The Method of Labeled Atoms in Biology: Isotopes Tracing Photosynthesis
The labelled-atom method (also called the tracer method) is a technique in which an isotope is introduced into a compound so its path through a living organism can be tracked, and it is now widely used across biological research. In plant biology it lets scientists follow a single element as it moves through metabolic pathways, revealing how processes such as photosynthesis, respiration, and mineral nutrition actually work.
Why are isotopes used as labelled atoms?
Isotopes work as labelled atoms because they share the chemical behaviour of an element while remaining physically distinguishable. Many chemical elements are in fact a mixture of isotopes. Isotopes of the same element differ from one another in the number of neutrons in the nucleus — that is, in mass — whereas the chemical properties of an element depend on the number and arrangement of the electrons surrounding the nucleus.
Because all isotopes of a given element share the same chemical properties, they can be substituted for ordinary atoms without changing how a compound reacts. This is what makes isotopes usable as tracers. A compound labelled with an isotope is introduced into the plant, and the presence of the labelled atoms in the plant's tissues is then detected either by their radioactivity or with specialised instruments such as mass spectrometers.
Whether an isotope can be used depends on how long it survives, which is defined by its half-life — the period over which half the atoms of a radioactive element decay. The half-lives of the isotopes commonly used in plant research vary enormously, from minutes to thousands of years:
- nitrogen N13 — a half-life of under 10 minutes;
- phosphorus P32 — 14.3 days;
- sulphur S35 — 87.1 days;
- hydrogen H3 (tritium) — 12.3 years;
- carbon C14 — 5,600 years.
A short half-life means the tracer must be applied and measured quickly, while a long-lived isotope such as carbon C14 can be followed over extended experiments. Using labelled atoms makes it possible to trace the transformation of a particular element inside plants, which is what makes the method indispensable for studying photosynthesis, respiration, mineral nutrition, and other processes.

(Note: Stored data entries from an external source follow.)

PR #1031, opened 2021-04-14
Update Macao.csv

jesselau211:
this is the update for 12th and 13th of April


edomt:
@lucasrodes Seems like the script is not catching these unfortunately.

PR #1037, opened 2021-04-14
Update Bolivia.csv

mmorenoc25:
Vaccination update against COVID-19 in the Plurinational State of Bolivia corresponding to April 12 and 13, 2021 reported by the Ministry of Health and Sports.


lucasrodes:
Thanks

PR #1042, opened 2021-04-14
ENH: Re-structure of vaccination scripts

lucasrodes:
Vaccination structure refactor.

- Scripts now are moved to `src/vax/`.
- Environment can be easily installed using `$ pip install -e .`.
- `automation_state.csv`, `output/`, `requirements.txt` moved to the vaccination root folder.
- Python part of the pipeline is now executed as `$ python src/vax`, for more info use `$ python src/vax --help`.


edomt:
LGTM!

PR #1044, opened 2021-04-14
Azerbaijan Vaccination Update April 14

TheRalacator:
https://koronavirusinfo.az/az/post/765


edomt:
@TheRalacator We are now collecting this data each morning ourselves, so there is no need to open new pull requests. Thank you!

PR #1070, opened 2021-04-16
Update Bangladesh.csv

Shapod:
Provided states here is not correct.Here 1st doses+2nd doses+doses applied to foreign nationals counted as a single dose ,hence numbers are different than official press release.

http://103.247.238.92/webportal/pages/covid19-vaccination.php


lucasrodes:
Thanks @Shapod

PR #1091, opened 2021-04-19
Update Hungary.csv

bdaniel88:


edomt:
Hi @bdaniel88 
Thanks :) 
We've changed things around a little bit, so the new file to edit is here: https://github.com/owid/covid-19-data/blob/master/scripts/scripts/vaccinations/output/Hungary.csv
I'll add this data point manually today 👍

PR #1095, opened 2021-04-19
Cambodia - Vaccination update 18-Apr-21

VIthaya97:
Sources:
MoH (from 16 April 2021): http://www.freshnewsasia.com/index.php/en/localnews/194216-2021-04-16-15-54-58.html
MoD: http://www.freshnewsasia.com/index.php/en/localnews/194383-2021-04-18-11-11-04.html


edomt:
Thanks

PR #1116, opened 2021-04-20
Update Curacao.csv

Djokison:
I have grabbed the (nearly daily) information on vaccinations published by the government of Curacao and added it. Data is accurate on the noted date at 10:00AM local time.

I have also removed the 2021-01-18 data point, as Curacao did not start vaccinating yet at that point; and have changed 2021-04-19, to follow the 10AM format.


Djokison:
Just saw that pull requests arent possible for the data.

lucasrodes:
Thanks for your contribution, we will be adding past data to Curaçao

PR #1124, opened 2021-04-21
Cambodia - vaccination update 20-Apr-21

VIthaya97:
Sources:
MoH: http://www.freshnewsasia.com/index.php/en/localnews/194686-2021-04-20-15-22-14.html
MoD:http://www.freshnewsasia.com/index.php/en/localnews/194680-2021-04-20-13-07-52.html


edomt:
Thanks

PR #1130, opened 2021-04-21
Add daily total incremental for Netherlands

thiagocotting:
Currently the vaccination data is incremented only weekly, since the source that's used now is updated every Tuesday. I want to add a new source for the total vaccination for the Netherlands to be able to follow it more accurately.


lucasrodes:
Added some changes, see #1132

PR #96, opened 2018-04-21
Fix Addp_S in AOpCodeTable. Add 5 Tests: ADDP (scalar), ADDP (vector), ADDV.

LDj3SNuD:
Update Tester as well.


gdkchan:
lgtm, thanks! Looks like there are a few issues of this error, where I used the variable-size encoding on instructions where it isn't valid.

How did the labelled-atom method reveal the source of oxygen in photosynthesis?
The labelled-atom method showed that the oxygen released during photosynthesis comes from water, not from carbon dioxide. In the experiments of A. P. Vinogradov, the isotope of oxygen O18 was introduced separately into molecules of CO2 and H2O. When the heavy isotope was placed in the CO2 used in photosynthesis, the oxygen given off had an atomic weight of 16 — the ordinary isotope.
This result demonstrated that the oxygen released in photosynthesis does not originate from CO2. A plant supplied instead with water containing O18 released precisely that labelled oxygen during photosynthesis.
The conclusion is that in the process of photosynthesis oxygen is split out of water rather than from carbon dioxide, overturning the earlier assumption. The discovery settled a long-standing question about where the oxygen in the atmosphere produced by green plants actually comes from.
What intermediate products of photosynthesis did the tracer method uncover?
Labelling carbon with the isotope C14 made it possible to identify the intermediate products formed during photosynthesis. By feeding plants radioactive carbon and then analysing the leaves after very brief exposures to light, researchers could catch compounds at the earliest moments of carbon fixation.
Even after only 5–10 seconds of exposure to light, the leaves were found to contain many organic acids — including pyruvic, malic, succinic, and oxaloacetic acids — along with the amino acids alanine, aspartic acid, and glutamic acid, and their amides, (see this: Benefits of corn oil).
The labelled-atom method also showed that the products of photosynthesis change depending on the species of plant, its age, and the surrounding conditions of light, temperature, and mineral nutrition, (detailed: How do external factors influence the process of photosynthesis?). By tracing carbon through these variables, scientists could see how a plant's chemistry shifts in response to its environment — something that would have been invisible without isotopic tracers.